Roads, bridges, and railways designed to 20th-century standards are buckling or melting due to extreme global heat.
In July, record temperatures were reported across the southern United States, southern Europe, central China, and eastern Asia. The heatwave caused sporadic power outages in several countries and buckled roads in Utah, Louisiana, and Wisconsin. In Texas, a section of Interstate 10 in Houston and a six-lane highway south of the city cracked under temperatures exceeding 100 degrees Fahrenheit at the end of June.
A road in Houston buckled due to extreme heat. (Photo: Texas Department of Transportation)
Due to heat absorption by the road surface, asphalt, which is used on over 90% of U.S. roads, is beginning to melt and deform, creating potholes and rippling surfaces. This rugged terrain increases fuel consumption, emits more pollutants, and raises vehicle maintenance costs, according to Imad Al-Qadi, director of the Illinois Transportation Center at the University of Illinois Urbana-Champaign. On concrete highways, steel joints are designed to allow the road surface to expand and prevent cracking when temperatures rise excessively.
Buckling roads are relatively easy to detect and repair, but the effects of extreme heat on homes, pipelines, and electrical structures are less apparent. Extreme heat can gradually wear down buildings, leading to significant repair costs, according to Elaine Gallagher Adams, engineer and team lead for infrastructure solutions at the consulting firm Arcadis.

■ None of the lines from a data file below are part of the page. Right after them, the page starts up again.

PR #112, opened 2020-12-03
Load Test chart

### LINKED ISSUE #106: Load test environment Helm chart
Create a chart that will generate multiple services using a few exporters mocks pods:
The service created will be labeled as prometheus endpoints so POMI can automatically discover them and scrape them. Since these are much lighter than pods we can create hundreds of them in a local environment and simulate targets that can be auto-discovered.
The prometheus labels for auto discovery `prometheus.io/port`, `prometheus.io/scrape` should be added to the services fo auto-discovery functionality.

paologallinaharbur:
Fix #106 

This PR add a chart to generate prometheus load. 

It creates `n` services per deployment where `n` is `numberServicesPerDeploy`
The deployments can be configured with the array:
```
deployments:
  - name: one
    latency: "12"
    latencyVariation: "0"
    metrics: "https://raw.githubusercontent.com/newrelic/nri-prometheus/main/internal/cmd/scraper/testData/testData.prometheus"
    #maxRoutines: ""
```
Notice that each values has default and that none of them is required to be unique:

Name of deployment: `<name>-lat<latency>-latvar<latencyVar>-<deployindex>`

Name of service: `<name>-lat<latency>-latvar<latencyVar>-<deployindex>-<serviceindex>`

### DIFF
--- a/load-test/Chart.yaml
+++ b/load-test/Chart.yaml
@@ -1,0 +1,6 @@
+apiVersion: v2
+name: load-test
+description: A Helm chart for prometheus load generator.
+type: application
+version: 0.1.0
+appVersion: 0.1.0
--- a/load-test/.helmignore
+++ b/load-test/.helmignore
@@ -1,0 +1,23 @@
+# Patterns to ignore when building packages.
+# This supports shell glob matching, relative path matching, and
+# negation (prefixed with !). Only one pattern per line.
+.DS_Store
+# Common VCS dirs
+.git/
+.gitignore
+.bzr/
+.bzrignore
+.hg/
+.hgignore
+.svn/
+# Common backup files
+*.swp
+*.bak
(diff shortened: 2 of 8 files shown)


load-test/Chart.yaml
```diff
@@ -0,0 +1,6 @@
+apiVersion: v2
+name: load-test
+description: A Helm chart for Kubernetes
```
gsanchezgavier, line 3: could you add a short description that explains the objective of simulate targets

gsanchezgavier (approved):
great work! thanks

load-test/Chart.yaml
paologallinaharbur: I'll add as well a short readme

gsanchezgavier (approved):

PR #117, opened 2020-12-12
Reworked example transformation section, added worker_threads, and isolated defaults

bpschmitt:
Changes:

- Moved default settings to their own line so that it's easier to find
- Added `worker_threads`
- Modified example `transformations` to exclude metrics collected by our Daemonset

### DIFF
--- a/deploy/nri-prometheus.tmpl.yaml
+++ b/deploy/nri-prometheus.tmpl.yaml
@@ -83,42 +83,53 @@ data:
     # The name of your cluster. It's important to match other New Relic products to relate the data.
     cluster_name: "<YOUR_CLUSTER_NAME>"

Sealants, adhesives, and other polymer-based bonding agents used for attaching pipes, windows, and structural joints are particularly susceptible to heat. When they crack, they can lead to water leaks. The temperatures that polymer sealants are exposed to can be much higher than the air temperature. For instance, if the outdoor temperature is 120 degrees Fahrenheit, some sun-exposed building surfaces may reach 180 degrees Fahrenheit. The temperature of the sealant is likely to fall somewhere between these two levels. Extreme heat also threatens metals and concrete materials used in construction.
In Phoenix, three weeks of temperatures above 110 degrees Fahrenheit caused steel plates and iron beams used in many construction projects in the area to expand, according to Reymundo Hernandez, representative of the union of masons and craftsmen in Region 3. This made it difficult for workers to place beams into concrete blocks and walls, leading to subsequent issues. “When you place beams into concrete, the heat causes the structure to expand and cracks to appear in the walls,” Hernandez explained. Due to the extreme heat, some masons had to pour buckets of ice into the concrete and mortar to stabilize the material. They also had to schedule concrete pours at night when temperatures dropped below 95 degrees Fahrenheit, according to Matt Gilliland, risk manager at Willmeng Construction in Phoenix.
Architects note that glass and steel skyscrapers dominate many urban areas, making them particularly ill-suited to withstand rising global temperatures. They often have poor insulation, requiring large cooling systems that need upgrading as outdoor temperatures rise. Glass-clad buildings also reflect sunlight, contributing to the urban heat island effect, a phenomenon where buildings, roads, and other surfaces absorb and re-radiate heat from the sun. Cities become “heat islands” with higher temperatures compared to the surrounding green areas.
To keep air conditioning systems functioning during extreme heat events in the future, researchers say these systems will need to be more energy-efficient. Summer cooling demands are projected to increase by 13% in the U.S. if the global average temperature rises by 2 degrees Celsius, according to a research group at the University of Maryland and Purdue University.
Without improvements in cooling technology, many households in the U.S. could face 14 days without air conditioning due to power outages during hotter summers. During the heatwave of 2021 in British Columbia, more than 400 transformers failed, affecting the cooling systems of homes, businesses, and research institutes across the province, according to a report by the Canadian Climate Institute, a non-profit research organization.
Adapting to climate change is forcing businesses, infrastructure, and property owners to make difficult and costly choices, according to George Karagiannis, an expert on engineering and infrastructure at the Resilience First network in London. A recent study found that increasing extreme heat in the UK and Europe could drive road and rail operation and maintenance costs up to $5.4 billion by 2100, depending on the level of atmospheric warming.